■ **What to work on**
Would you please state how many lines in the entries contain the word "DataFileWriter"? Only the number should be given.

■ **Given data**

PR #748, opened 2018-02-27
Logging / toString improvements for windowing types

cangencer:


hazelcast-jet-core/src/main/java/com/hazelcast/jet/impl/processor/SlidingWindowP.java
```diff
@@ -309,6 +311,20 @@ private boolean flushBuffers() {
...
+    private void logLateEvent(long currentWm, @Nonnull Object item) {
+        if (item instanceof JetEvent) {
+            JetEvent event = (JetEvent) item;
+            getLogger().info(
+                    String.format("Event dropped, late by %dms. currentWatermark=%s, eventTime=%s, event=%s",
+                    currentWm - event.timestamp(), toLocalTime(currentWm), toLocalTime(event.timestamp()), event.payload()
+            ));
+        } else {
+            getLogger().info(String.format(
+                    "Event dropped because it was late currentWatermark=%s, event=%s", new Watermark(currentWm), item
```
viliam-durina: Can also be simpler: "Late event dropped; currentWatermark=..."

hazelcast-jet-core/src/main/java/com/hazelcast/jet/impl/util/Util.java
```diff
@@ -72,6 +73,7 @@
 
     private static final int BUFFER_SIZE = 1 << 15;
     private static final char[] ID_TEMPLATE = "0000-0000-0000-0000".toCharArray();
+    private static final DateTimeFormatter LOCAL_TIME_FORMATTER = DateTimeFormatter.ofPattern("HH:mm:ss.SSS");
```
viliam-durina: We should use `DateTimeFormatter.ofPattern("HH:mm:ss.SSS", Locale.US);`, even though I'm not sure if it makes a difference in formatting time...

cangencer: no it won't make any difference.. it's just numbers :)

PR #750, opened 2018-02-27
Follow changes in EventJournal

### LINKED ISSUE #741: Follow event journal changes in Hazelcast
See PR: https://github.com/hazelcast/hazelcast/pull/12429

`StaleSequenceException` is no longer thrown but instead there is a way to see how many items have been dropped.

If a stale seq is requested, you will get the lost item count as well as the current head.
If a sequence greater than newest is requested, you will get the tail + 1

cangencer:
Fixes #741

Should be merged after https://github.com/hazelcast/hazelcast/pull/12429

### DIFF
--- a/hazelcast-jet-core/src/main/java/com/hazelcast/jet/impl/connector/StreamEventJournalP.java
+++ b/hazelcast-jet-core/src/main/java/com/hazelcast/jet/impl/connector/StreamEventJournalP.java
@@ -25,7 +25,6 @@ import com.hazelcast.core.ICompletableFuture;
 import com.hazelcast.core.Partition;
 import com.hazelcast.internal.journal.EventJournalInitialSubscriberState;
 import com.hazelcast.internal.journal.EventJournalReader;
-import com.hazelcast.jet.pipeline.JournalInitialPosition;
 import com.hazelcast.jet.Traverser;
 import com.hazelcast.jet.Traversers;
 import com.hazelcast.jet.core.AbstractProcessor;
@@ -40,6 +39,7 @@ import com.hazelcast.jet.core.processor.Processors;
 import com.hazelcast.jet.core.processor.SourceProcessors;
 import com.hazelcast.jet.function.DistributedFunction;
 import com.hazelcast.jet.function.DistributedPredicate;
+import com.hazelcast.jet.pipeline.JournalInitialPosition;
 import com.hazelcast.map.journal.EventJournalMapEvent;
 import com.hazelcast.nio.Address;
 import com.hazelcast.projection.Projection;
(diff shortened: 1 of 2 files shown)


hazelcast-jet-core/src/test/java/com/hazelcast/jet/impl/connector/StreamEventJournalPTest.java
```diff
@@ -57,9 +57,13 @@
 
     private static final int NUM_PARTITIONS = 2;
     private static final int JOURNAL_CAPACITY = 10;
+    private static final int CAPACITY_PER_PARTITION = JOURNAL_CAPACITY / NUM_PARTITIONS;
```
viliam-durina: I'd rather do 
```
private static final int CAPACITY_PER_PARTITION = 5;
private static final int JOURNAL_CAPACITY = CAPACITY_PER_PARTITION * NUM_PARTITIONS;
```
With division there could be remainder.

hazelcast-jet-core/src/test/java/com/hazelcast/jet/impl/connector/StreamEventJournalPTest.java
```diff
@@ -169,17 +163,15 @@ public void when_staleSequence_afterRestore() {
...
             outbox.drainQueueAndReset(0, output, true);
-            assertTrue("consumed more items than expected", output.size() == 0);
+            assertTrue("consumed different number of items than expected", output.size() == 0);
         }, 3);
 
         assertTrueEventually(() -> {
             assertTrue("Processor did not finish snapshot", p.saveToSnapshot());
         }, 3);
 
         // overflow journal
```
viliam-durina: "overflow _the_ journal"

hazelcast-jet-core/src/main/java/com/hazelcast/jet/impl/connector/StreamEventJournalP.java
```diff
@@ -291,15 +299,6 @@ private void tryGetNextResultSet() {
                 // This exception can be safely ignored - it means the instance was shutting down,
                 // so we shouldn't unnecessarily throw an exception here.
                 return null;
-            } else if (ex instanceof StaleSequenceException) {
```
mmedenjak: You can still get the exception if the operation is parked on the member side (and may have read some items) after which the partition gets lost so you might want to keep this block.

viliam-durina: we use minFetchSize=1, so it should not get parked after after it read some items

PR #753, opened 2018-02-27
Add automatic WM throttling to Pipeline API

### LINKED ISSUE #743: Planner should use more optimal default watermark emission policy
Currently the planner always uses the `suppressDuplicates` policy which can result in redundant watermarks when a larger window size than 1 is used. The planner needs to figure out the optimal watermark emission rate based on the types of window being used.

viliam-durina:
Also modify WatermarkEmissionPolicy: it will tell what the new watermark
should be, not just whether to forward or not. For example, if
frameSize=1000 and new WM from the policy is 1234, it will not just tell
to forward 1234, but it will tell to forward 1000. This way WMs from all
parallel source instances will align and the WMs will be really
throttled.

It's implemented in `Planner.createdDag`: it checks frameDefs from all
transforms, calculates GCD and then changes emission policies in all WM
generating transforms.

Fixes  #743


hazelcast-jet-core/src/main/java/com/hazelcast/jet/impl/pipeline/Planner.java
```diff
@@ -55,13 +62,69 @@
...
+
         Iterable<Transform> sorted = topologicalSort(adjacencyMap, Object::toString);
         for (Transform transform : sorted) {
             transform.addToDag(this);
         }
         return dag;
     }
 
+    // package-visible for tests
+    static long[] calculateGcd(List<long[]> frameDefs) {
```
cangencer: this could be encapsulated in another class I think, as it's not specific to planner

hazelcast-jet-core/src/test/java/com/hazelcast/jet/impl/pipeline/PlannerTest.java
```diff
@@ -0,0 +1,102 @@
...
+        assertArrayEquals(frameDef(0, 0), Planner.calculateGcd(asList(frameDef(0, 0))));
+    }
+
+    /**
+     * Generate random frame requirements and assert that their watermarks are
+     * on the verge of calculated frame length.
+     */
+    @Test
+    public void calculateGcd_randomTest() {
+        Random rnd = new Random(123); // use fixed seed to have repeatable test
```
cangencer: not fan of huge random tests, wouldn't it be better to have more deterministic values here?

PR #1764, opened 2019-11-28
Move Data to private API

mmedenjak:
Data was part of the custom-user services SPI which was moved to private
API.

Depends on: https://github.com/hazelcast/hazelcast/pull/16147


mtopolnik:
verify

mmedenjak:
verify

PR #1766, opened 2019-11-29
Add option to use UNICAST for the edge

viliam-durina:


cangencer:
would be nice to add a simple test so it doesn't show up as unused in the API.

PR #1774, opened 2019-12-02
Update default parallelism of map/cache sources and sinks to 1

cangencer:
Also move the lambda to be the last parameter of `ProcessorMetaSupplier.of()` method


hazelcast-jet-avro/src/main/java/com/hazelcast/jet/avro/AvroProcessors.java
```diff
@@ -77,13 +77,13 @@ private AvroProcessors() {
             @Nonnull SupplierEx<DatumWriter<D>> datumWriterSupplier
     ) {
         return ProcessorMetaSupplier.of(
-                WriteBufferedP.<DataFileWriter<D>, D>supplier(
+                1, WriteBufferedP.<DataFileWriter<D>, D>supplier(
```
viliam-durina: There's `PMS.preferLocalParallelismOne`

hazelcast-jet-core/src/main/java/com/hazelcast/jet/impl/connector/HazelcastWriters.java
```diff
@@ -62,7 +62,7 @@ private HazelcastWriters() {
             @Nonnull String name,
             @Nullable ClientConfig clientConfig
     ) {
-        return ProcessorMetaSupplier.of(new WriteMapP.Supplier<>(asXmlString(clientConfig), name));
+        return ProcessorMetaSupplier.of(1, new WriteMapP.Supplier<>(asXmlString(clientConfig), name));
```
viliam-durina: Javadoc needs updating: https://github.com/hazelcast/hazelcast-jet/blob/ab58c5085964a66538344f0287dbf1b59cb760e6/hazelcast-jet-core/src/main/java/com/hazelcast/jet/pipeline/Sources.java#L164-L165

cangencer: I wonder if we should even document parallelism here.

PR #1775, opened 2019-12-03
Add Blue/Green Documentation section to reference manual

gurbuzali:


hazelcast-jet-reference-manual/src/main/asciidoc/work-with-jet/configure-fault-tolerance.adoc
```diff
@@ -239,3 +239,40 @@ members must be present after the restart for Jet to be able to reload
...
+<hazelcast-client-failover>
+    <try-count>10</try-count>
+    <clients>
+        <client>hazelcast-client-A.xml</client>
+        <client>hazelcast-client-B.xml</client>
+    </clients>
+</hazelcast-client-failover>
+----
+
+After switching to the cluster-B, any running job on cluster-A will be
```
olukas: `After switching to the cluster-B, any running job on cluster-A will be canceled` - this is not correct - connection to cluster-A is lost from client but it does not mean that running jobs on cluster-A will be canceled. 

Moreover it can be problematic for users - original job can be still running in cluster-A then resubmit them to another cluster can cause unexpected data duplication in remote sink. Maybe we should specify that Blue/Green in Jet context is mostly applicable for short living batch jobs (i.e. queries expressed as Jet Jobs).

olukas:
I would also appreciate information that clients in Jet context are used mostly for submitting jobs to cluster.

■ **Written answer**
2